About to start a new job in Exotics and Structured products, this video was very helpful for building a foundational understanding - many thanks Boyle!
As a tax practitioner, the one type of structured note that I've seen one of my clients with was completely different than the ones you describe, and basically the opposite. It was a bond that played a much higher than market rate, but it had a trigger that if a certain stock was below a certain price at the end of the term, the investor did not get their investment back. It was offered by Credit Suisse I think. The income from the bond portion was reported in his investment portfolio tax document as "other income" as opposed to one of the standard interest or dividend categories. For some reason he included with his tax material the paperwork describing the note.

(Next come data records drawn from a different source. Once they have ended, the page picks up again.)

PR #659, opened 2026-07-07
fix(train_dflash): atomic per-file checkpoint writes + `_SUCCESS`-gated resume

jessiewei7:
A runtime checkpoint is now consumable only after its `_SUCCESS` marker is published. Resume, export, runtime warm start, online checkpoint reconciliation, and training gates share that rule, so an interrupted save cannot be selected or consumed through a side path.

`_SUCCESS` is published only after every rank has written its payload, the write is confirmed collectively, and rank 0's publish is itself confirmed — before the `*-latest` pointer moves. Payloads, the marker, and the parent directory are fsynced so a crash cannot leave a marked-but-partial checkpoint.

### DIFF
--- a/specforge/export/checkpoint_io.py
+++ b/specforge/export/checkpoint_io.py
@@ -10,64 +10,27 @@
 
 from __future__ import annotations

@@LDacic search for yield enhancement structured products. most big investment banks structure and sell these through external/internal distribution networks they're usually a combination of zero coupon bonds + some option / derivative component like the one that Steven described, it's a combination of long zcb + short down&in put
That is the kind of structured product I first encountered: 5-year term, high yield (500 bp above normal bank borrowing rates), with options tied to one or more stock indexes such that if the underlyings drop below a certain level ('threshhold") from the original issue date of the structured product, the investor loses a corresponding portion of their investment principal. Interest is "contingent" and paid only so long as the underlyings are above the threshhold value(s). Works for the investor if and only if the underlyings stay within the original issue date values and the threshhold.

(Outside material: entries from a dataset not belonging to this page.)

PR #242, opened 2025-09-26
Apply FSDP2 to offline training

j1young:
## Motivation
apply FSDP2 to the offline training pipeline.

On H100x4 GPUs, the training throughput shows an improvement of ~1.4× compared to the previous baseline.

The following command was used for testing
```
torchrun \
    --standalone \
    --nproc_per_node 4 \
    ./scripts/train_eagle3_offline.py \
    --target-model-path lmsys/gpt-oss-120b-bf16 \
    --draft-model-config ./configs/gpt-oss-120B-eagle3.json \
    --train-data-path ${TRAIN_DATA_PATH} \
    --train-hidden-states-path ${TRAIN_HS_PATH} \
    --output-dir ${OUTPUT_DIR} \
    --draft-global-batch-size 16 \
    --draft-micro-batch-size 1 \
    --num-epochs 10 \
    --learning-rate 1e-4 \
    --max-length 2048 \
    --chat-template gpt-oss
```

## Checklist

- [ ] Format your code according to the [Code Formatting with Pre-Commit](https://docs.sglang.ai/references/contribution_guide.html#code-formatting-with-pre-commit).
- [ ] Add unit tests as outlined in the [Running Unit Tests](https://docs.sglang.ai/references/contribution_guide.html#running-unit-tests-adding-to-ci).
- [ ] Update documentation / docstrings / example tutorials as needed, according to [Writing Documentation](https://docs.sglang.ai/references/contribution_guide.html#writing-documentation-running-docs-ci).
- [ ] Provide throughput / latency benchmark results and accuracy evaluation results as needed, according to [Benchmark and Profiling](https://docs.sglang.ai/references/benchmark_and_profiling.html) and [Accuracy Results](https://docs.sglang.ai/references/accuracy_evaluation.html).
- [ ] For reviewers: If you haven't made any contributions to this PR and are only assisting with merging the main branch, please remove yourself as a co-author when merging the PR.
- [ ] Please feel free to join our Slack channel at https://sgl-fru7574.slack.com/archives/C09784E3EN6 to discuss your PR.

PR #660, opened 2026-07-07
[DataFlow runtime] Domino disaggregated training (example + launcher + strategy params + capture/tracker fixes)

maocheng23:
## Summary

Adds end-to-end **Domino disaggregated training** on top of the DataFlow runtime integration branch (`dataflow-up-16-zerocopy`), plus a few robustness fixes surfaced along the way. Cleanly stacked: **2 commits, +718 / −71 across 12 files**, no rebase needed.

## Commits

| SHA | Author | Message |
|-----|--------|---------|
| `6cd6829` | canghua | support domino disaggregated training[bug] |
| `7579d8e` | wjp666666 | fix bugs |

## What's in it

**New Domino disagg entrypoints**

Very good beginner information on SP. You bring up an interesting point. “Why should I, as a portfolio manager buy a structured product instead of buying these components separately?” When you look at something as simple as a ZCB + call option, indeed it’s difficult to see value added by a bank writing these components. However, what if we add a digital coupon call on a basket of worst of, a short put to finance this optionality and an early redemption feature on this packaged product that will redeem your principe + coupon before maturity? Indeed it’s a very precise strategy for a specific purpose, for a specific investor. But the question is, do you have the time and infrastructure to buy and hedge these components separately? Do you have the means to monitor the overall MtM for such strategies for a single thematic? How about ten? Hundred? In many ways you answered your own question. This is a very bespoke business, and in any industry, bespoke demands a premium. Edit: there is still value in capital protection products. Do you have the means to source a bond that would provide similar / better financing? How about the universe of stocks that you regularly deal with, is it as extensive as you want it to be? Even with capital protection products there are infinite combinations.

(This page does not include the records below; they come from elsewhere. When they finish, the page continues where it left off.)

Issue #466, opened 2026-02-12
[Bug] Abnormal memory usage and Out-of-Memory in eagle3 training.


coco-alen:
### Checklist

- [x] 1. I have searched related issues but cannot get the expected help.
- [x] 2. The bug has not been fixed in the latest version.
- [x] 3. Please note that if the bug-related issue you submitted lacks corresponding environment info and a minimal reproducible demo, it will be challenging for us to reproduce and resolve the issue, reducing the likelihood of receiving feedback.
- [x] 4. If the issue you raised is not a bug but a question, please raise a discussion at https://github.com/sgl-project/SpecForge/discussions/new/choose Otherwise, it will be closed.
- [x] 5. Please use English, otherwise it will be closed.

### Describe the bug

When training an Eagle model for qwen3, I could only set the batch size to 2; increasing it further caused an OutOfMemoryError (OOM). I was using 4 H200 GPUs, each with 140GB of VRAM. This VRAM usage was clearly abnormal.

I found that most of the OOMs occurred in the `padding` function within `specforge/utils.py`.

### Reproduction

```python
NUM_GPUS=${1:-4}

#torch memory segment
export PYTORCH_ALLOC_CONF=expandable_segments:True
CUDA_VISIBLE_DEVICES=4,5,6,7 \
torchrun \
    --standalone \
    --nproc_per_node $NUM_GPUS \
    $ROOT_DIR/scripts/train_eagle3.py \
    --target-model-path Qwen/Qwen3-8B \
    --draft-model-config $ROOT_DIR/configs/qwen3-8b-eagle3.json \
    --train-data-path $ROOT_DIR/cache/dataset/dflash_dataset_nemotron_800K.jsonl \
    --output-dir $ROOT_DIR/outputs/qwen3-8b-eagle-nemotron \
    --num-epochs 10 \
    --batch-size 2 \
    --learning-rate 2e-4 \
    --max-length 4096 \
    --chat-template qwen \
    --cache-dir $ROOT_DIR/cache \
    --embedding-key model.embed_tokens.weight \
    --log-interval 50 \
    --save-interval 1000 \
    --tp-size $NUM_GPUS \
    --target-model-backend sglang \
    --sglang-attention-backend fa3 \
    --sglang-mem-fraction-static 0.1 \
    --report-to wandb \
    --wandb-project specforge-qwen3-8b-eagle \
    --wandb-name qwen3-8b-eagle-nemotron
```

### Environment

specforge                 0.2.0

[...]

PR #669, opened 2026-07-12
feat(training): gradient checkpointing for the TTT unroll (`--draft-gradient-checkpointing`)

notwitcheer:
## Motivation

The TTT loop unrolls `ttt_length` draft forwards and retains every step's activations until backward: attention probs, MLP intermediates, the per-step `seq x draft_vocab` logits (131 MB per step at max-length 2048 with a 32K draft vocab), and the per-step teacher-p slices (~262 MB fp32 per step). At longer max-length this retained graph, not the weights, is what OOMs online training on a single card. Related memory asks: #466, #528, #558 (#581 addressed the teacher side, offline only).

## What this does

`--draft-gradient-checkpointing` (default off, no behavior change when off) recomputes each TTT step during backward instead of retaining it. Naive `torch.utils.checkpoint` around a step is incorrect here, not a speed tradeoff: backward replays the forward, and a replay that appends to a shared KV cache appends a second time, corrupting every later step. The step function is made replay-safe:

- Prior steps' cached k/v enter the checkpointed function as explicit tensor arguments, so the cross-step gradient chain survives recompute.
- A fresh local cache is built per invocation (`cache_hidden` lists for sdpa/fa; a `DynamicCache` seeded via `.update()` for flex_attention, with the transformers>=5 `cache.layers[i]` API and legacy fallback), so a replay can never double-append.
- The loss is computed inside the checkpointed region, so the per-step logits and teacher-p slices stay recompute-transient instead of being retained by the loss graph.

`usp` is rejected with a `ValueError` (it runs collectives inside the step, which is not replay-safe). The QwenVL online path rejects the flag rather than silently ignoring it. The online and offline text paths both go through `OnlineEagle3Model` and both support it.

## Verification

The equivalence bar is bitwise, not a tolerance:

1. Run the unpatched path twice on identical inputs to measure the backward noise floor: 0.0.
2. Require checkpointed-vs-unpatched gradient diff <= that floor.

Result on a real 1-layer draft head (155K target vocab / 32K draft vocab, flex_attention): all 7 step losses and every parameter gradient bitwise identical (diff exactly 0.0). Anything above the floor would mean the replay is not reproducing the forward.

Production evidence: a 7,000-step online training night at max-length 2048 on one RTX 5090 (36B w4a16 teacher via the sglang backend), rc=0, ~3.7 s/step vs ~3.5 s/step at 1024: the extra draft forward per step drowns under a teacher-bound step. Retained graph dropped ~85%; 2048 previously missed single-card fit by ~250 MB with every other memory option enabled, and now fits with headroom. A spec-decode eval of the resulting checkpoint served normally in sglang EAGLE-3.

## Checklist notes

- pre-commit clean.
- I have the equivalence A/B as a standalone script and can adapt it into a GPU unit test in this PR if you want it in CI.

### DIFF
--- a/scripts/train_eagle3.py
+++ b/scripts/train_eagle3.py
@@ -261,6 +261,18 @@ def build_parser() -> ArgumentParser:
         default="flex_attention",
         help="The attention backend for the draft model",
     )
+    optimization_group.add_argument(
+        "--draft-gradient-checkpointing",
+        action="store_true",
+        help=(
+            "Recompute each TTT step during backward instead of retaining its "
+            "activations. Cuts the retained graph from ~O(ttt_length * "
+            "seq * vocab/intermediate) to just the per-step hidden states and "
+            "cached k/v, at the cost of one extra draft forward per step. "
+            "Enables longer --max-length on a single card. Not supported with "
+            "the usp attention backend."
+        ),
+    )
 
     # other args
     other_group = parser.add_argument_group("others")
@@ -1064,6 +1076,11 @@ def main():
         and args.tp_size == 1
         and args.target_model_backend != "sglang"
     ):
+        if args.draft_gradient_checkpointing:
+            raise ValueError(
+                "--draft-gradient-checkpointing is not supported for the "
+                "QwenVL online path"
+            )
         eagle3_model = QwenVLOnlineEagle3Model(
             target_model=target_model,
             draft_model=draft_model,
@@ -1084,6 +1101,7 @@ def main():
                 lk_loss_type=args.lk_loss_type,
                 kl_scale=args.kl_scale,
                 kl_decay=args.kl_decay,
+                gradient_checkpointing=args.draft_gradient_checkpointing,
             )
         else:
             # offline: the target_model is TargetHead not a model
@@ -1094,6 +1112,7 @@ def main():
                 lk_loss_type=args.lk_loss_type,
                 kl_scale=args.kl_scale,
                 kl_decay=args.kl_decay,
+                gradient_checkpointing=args.draft_gradient_checkpointing,
             )
     eagle3_model = FSDP(
         eagle3_model,
--- a/specforge/core/eagle3.py
+++ b/specforge/core/eagle3.py
@@ -25,6 +25,7 @@ from typing import Callable, List, Optional, Tuple
 import torch
 import torch.nn as nn
 import torch.nn.functional as F
+import torch.utils.checkpoint
 from transformers.cache_utils import DynamicCache
 
 from specforge.core.compact_teacher import (
@@ -40,6 +41,13 @@ from specforge.utils import padding
 
 class Eagle3Model(nn.Module):
     pass
+
+
+def _dynamic_cache_kv(cache: DynamicCache) -> Tuple[torch.Tensor, torch.Tensor]:
+    """Return the layer-0 key/value tensors across transformers versions."""
+    if hasattr(cache, "layers"):  # transformers >= 5
+        return cache.layers[0].keys, cache.layers[0].values
+    return cache.key_cache[0], cache.value_cache[0]
 
 
 def _compute_loss_and_acceptance_rate(
@@ -116,6 +124,7 @@ class OnlineEagle3Model(Eagle3Model):
         lk_loss_type: Optional[str] = None,
         kl_scale: float = 1.0,
         kl_decay: float = 1.0,
+        gradient_checkpointing: bool = False,
     ):
         """
         Args:
@@ -125,6 +134,12 @@ class OnlineEagle3Model(Eagle3Model):
             lk_loss_type: LK loss objective type. One of {"lambda", "alpha"}.
             kl_scale: Initial KL weight scale for lambda LK loss.
             kl_decay: Decay factor for adaptive KL weight in lambda LK loss.
+            gradient_checkpointing: recompute each TTT step in backward instead
+                of retaining its activations (attention probs, MLP intermediates,
+                logits, per-step teacher-p slices). Only the per-step hidden
+                states and cached k/v survive the forward, which is what makes
+                longer max_length fit on a single card. Not supported for usp:
+                it runs collectives inside the step, which is not replay-safe.
         """
         super().__init__()
         self.draft_model = draft_model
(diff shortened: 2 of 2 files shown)


jiapingW:
Hi, the current `main` branch has a huge update. Can you update your PR to match the latest `main`? Thanks a lot.

notwitcheer:
Thanks for the ping. I checked the new `main` before starting the rebase, and none of the code this PR touches is there any more.

Both files moved branches:

- `scripts/train_eagle3.py` is not on `main`, which no longer carries any `train_*.py` entrypoint. It is on `colocated` at `d476d52d`.
- `specforge/core/eagle3.py` is not in `main:specforge/core/`. It is on `colocated` at `6d6607d8`.

So this is a branch move rather than a rebase.

The feature itself does not appear to have landed on `main` yet. A code search across the repo for `gradient_checkpointing`, `checkpoint_activations` and `draft_gradient_checkpointing` returns nothing, and the only memory-management call I found in the new EAGLE-3 path is `torch.cuda.empty_cache()` at `specforge/algorithms/eagle3/model.py:307`. I read that from the code on `main` rather than running it, so treat it as unverified on my side.

Two ways forward, and I am happy with either:

1. Retarget this PR to `colocated`, where it applies as written against the code it was tested on.
2. Open a separate PR against `main` that implements the same thing in the new layout, around `specforge/algorithms/eagle3/model.py` and `specforge/training/trainer.py`.

If the disaggregated path handles activation memory differently and checkpointing is deliberately out of scope on `main`, tell me and I will keep this on `colocated` only. Which would you prefer?

jiapingW:
We think the first way is more suitable.

> Thanks for the ping. I checked the new `main` before starting the rebase, and none of the code this PR touches is there any more.
> 
> Both files moved branches:
> 
> * `scripts/train_eagle3.py` is not on `main`, which no longer carries any `train_*.py` entrypoint. It is on `colocated` at `d476d52d`.
> * `specforge/core/eagle3.py` is not in `main:specforge/core/`. It is on `colocated` at `6d6607d8`.
> 
> So this is a branch move rather than a rebase.
> 
> The feature itself does not appear to have landed on `main` yet. A code search across the repo for `gradient_checkpointing`, `checkpoint_activations` and `draft_gradient_checkpointing` returns nothing, and the only memory-management call I found in the new EAGLE-3 path is `torch.cuda.empty_cache()` at `specforge/algorithms/eagle3/model.py:307`. I read that from the code on `main` rather than running it, so treat it as unverified on my side.
> 
> Two ways forward, and I am happy with either:
> 
> 1. Retarget this PR to `colocated`, where it applies as written against the code it was tested on.
> 2. Open a separate PR against `main` that implements the same thing in the new layout, around `specforge/algorithms/eagle3/model.py` and `specforge/training/trainer.py`.
> 
> If the disaggregated path handles activation memory differently and checkpointing is deliberately out of scope on `main`, tell me and I will keep this on `colocated` only. Which would you prefer?

notwitcheer:
Retargeted to `colocated` per your preference.

I checked this before making the base change. Merging this branch into `colocated` at `40d8fef` produces no conflicts across both files:

- `specforge/core/eagle3.py` is byte-identical on `colocated` to the revision this was developed against (`6d6607d8`), so the TTT unroll change applies as written.
- `scripts/train_eagle3.py` has moved since (`a121fbcc` to `d476d52d`), but the hunks auto-merge cleanly. I checked where they landed: the `--draft-gradient-checkpointing` argument is in `optimization_group`, and the flag still reaches `OnlineEagle3Model` through the existing kwargs. The QwenVL guard sits ahead of model construction as before.

The merged tree compiles clean and the diff is unchanged from what you reviewed.

Ready for review whenever it suits you.

jiapingW:
Can you add the test results of using draft-gradient-checkpointing?

jiapingW (approved):

notwitcheer:
Test results below. The equivalence numbers were in the PR description, so I have also
built the CI test I offered there, which is probably the more useful half of the answer now.

### The test

`tests/test_runtime/test_equiv_draft_grad_ckpt.py`, following the `test_equiv_*` pattern in
`tests/test_runtime/`. It builds a tiny synthetic draft head from the existing
`tests/test_runtime/_fixtures.py`, so there is no model download, and it is
`skipUnless(torch.cuda.is_available())`. Two cases: the bitwise equivalence gate, and that
`usp` is rejected with a `ValueError` rather than silently ignored.

The equivalence bar is bitwise rather than a tolerance. A replay that appends to a shared KV
cache appends a second time and corrupts every later step, and a loose tolerance would hide
exactly that. So the test measures the backward noise floor first, by running the unpatched
path twice on identical inputs, then requires the checkpointed-vs-unpatched gradient
difference to sit at or below that floor.

Run against the merged `colocated` tree at `1879643`, on an RTX 5090 with torch 2.11.0+cu130:

```
[grad-ckpt equiv] noise floor 0.000e+00 | ckpt-vs-base grad diff 0.000e+00 | retained 8.9 -> 0.2 MiB
Ran 2 tests in 4.070s
OK
```

Three consecutive runs gave identical output. Losses, acceptance rates and every parameter
gradient are bitwise equal, and the gradient keys match, so no parameter silently drops out
of the graph. pre-commit is clean.

### Memory

The retained-graph saving scales with sequence length and draft vocab, so the CI fixture
understates it. Measured on the same tree, TTT length 4, retained memory across the forward
with the flag off versus on:

| hidden | vocab | draft vocab | seq | off | on | delta |
|---|---|---|---|---|---|---|
| 64 | 256 | 64 | 64 | 8.9 MiB | 0.1 MiB | -98.5% |
| 512 | 32768 | 8192 | 256 | 44.0 MiB | 18.8 MiB | -57.3% |
| 512 | 32768 | 8192 | 1024 | 177.7 MiB | 74.4 MiB | -58.2% |
| 512 | 32768 | 8192 | 2048 | 351.0 MiB | 148.7 MiB | -57.6% |
| 1024 | 65536 | 16384 | 2048 | 700.9 MiB | 296.7 MiB | -57.7% |

The first row is the CI fixture config. The test's own line reports 0.2 MiB rather than 0.1
for it, which is allocator granularity at that size.

One measurement note in case it saves someone time: this has to be read as a delta across
the forward, not as absolute `torch.cuda.memory_allocated()`. I compared absolutes on my
first pass and the tiny fixture appeared to get worse under checkpointing, because the
weights and the allocator state dominate at that scale.

### Production evidence

From the run in the PR description, not re-measured today: 7,000 steps of online training at
max-length 2048 on one RTX 5090, 36B w4a16 teacher served by the sglang backend, rc=0. The
retained graph dropped roughly 85% there, at TTT 7 with a 155K target vocab and a 32K draft
vocab. Step time went from about 3.5 s at 1024 to about 3.7 s at 2048, so the extra draft
forward sits under a teacher-bound step. Before the patch, 2048 missed single-card fit by
around 250 MB with every other memory option already enabled.

### Where to put it

Since this PR is merged, I will open a follow-up PR against `colocated` with the test file.
Tell me if you would rather it sat elsewhere in the tree, or if you want the memory sweep
included as a second test rather than kept out of CI. I left the sweep out because it takes
GPU minutes and asserts a scale-dependent number, which felt wrong for a gate.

This assumes that going through all of those hoops increases the value of the investment which it doesn’t for most people stocks and bonds are enough and for the very few when it doesn’t they are better of not paying the fees
@@luisandrade2254 what about a brokerage? Do you think they don’t bring any value either just because they force the end investor to go though a bunch of “hoops”? Crossing one financial instrument between multiple custodies?No my friend. I humbly disagree. Only the market can dictate what does or doesn’t have value.
@@antonmsk3401 a broker facilitates trading which has value but these structured products (at least from this video) are just packaged complicated financial products with high fees I genuinely don’t see the value even if they could have extremely high returns which they don’t it would all be eaten by fees
This is nuts! Talk to someone who owned these during COVID and during 2022….They not only didn’t lose money but made money. These products can protect on the downside and pay big gains if the market is flat or positive….so offer Principal Protection and FDIC Insurance and some offer a payout in a down market. People who buy these laugh at those that accept market risk and panic at every downturn.
Does your book Trading and Pricing Financial Derivatives include how to build a derivatives pricing model in Excel using the Black Scholes Merton formulae?
It is a bit crazy. Often the most complex products are sold to the least sophisticated investors. You should read the book FIASCO by Frank Partnoy, it tells you how crazy that industry was in the 1990's
they sound like so much smoke & mirrors to hide high management fees and still leave the investor holding the majority of the risk. I doubt I'll ever meet someone who tells me "I got rich investing in structured notes."